> **Input data**:
#####

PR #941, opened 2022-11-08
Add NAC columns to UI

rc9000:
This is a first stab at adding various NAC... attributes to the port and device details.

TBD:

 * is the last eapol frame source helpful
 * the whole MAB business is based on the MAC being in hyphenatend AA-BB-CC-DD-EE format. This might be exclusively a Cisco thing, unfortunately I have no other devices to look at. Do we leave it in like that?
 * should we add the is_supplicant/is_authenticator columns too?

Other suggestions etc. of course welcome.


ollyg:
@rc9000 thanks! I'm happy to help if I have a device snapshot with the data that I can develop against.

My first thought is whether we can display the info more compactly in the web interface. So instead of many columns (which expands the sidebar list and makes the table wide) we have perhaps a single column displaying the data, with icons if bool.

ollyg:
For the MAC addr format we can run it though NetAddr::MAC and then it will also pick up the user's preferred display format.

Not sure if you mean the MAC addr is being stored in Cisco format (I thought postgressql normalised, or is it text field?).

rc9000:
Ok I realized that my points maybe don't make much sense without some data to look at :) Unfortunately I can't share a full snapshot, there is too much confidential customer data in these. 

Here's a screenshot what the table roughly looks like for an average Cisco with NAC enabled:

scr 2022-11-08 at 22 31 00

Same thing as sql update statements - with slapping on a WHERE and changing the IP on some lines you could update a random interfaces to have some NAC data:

#####

> **Work to complete**: What the answer needs is every line from the data above with "This" in it.

> **Answer**:
This is a first stab at adding various NAC... attributes to the port and device details.
 * the whole MAB business is based on the MAC being in hyphenatend AA-BB-CC-DD-EE format. This might be exclusively a Cisco thing, unfortunately I have no other devices to look at. Do we leave it in like that?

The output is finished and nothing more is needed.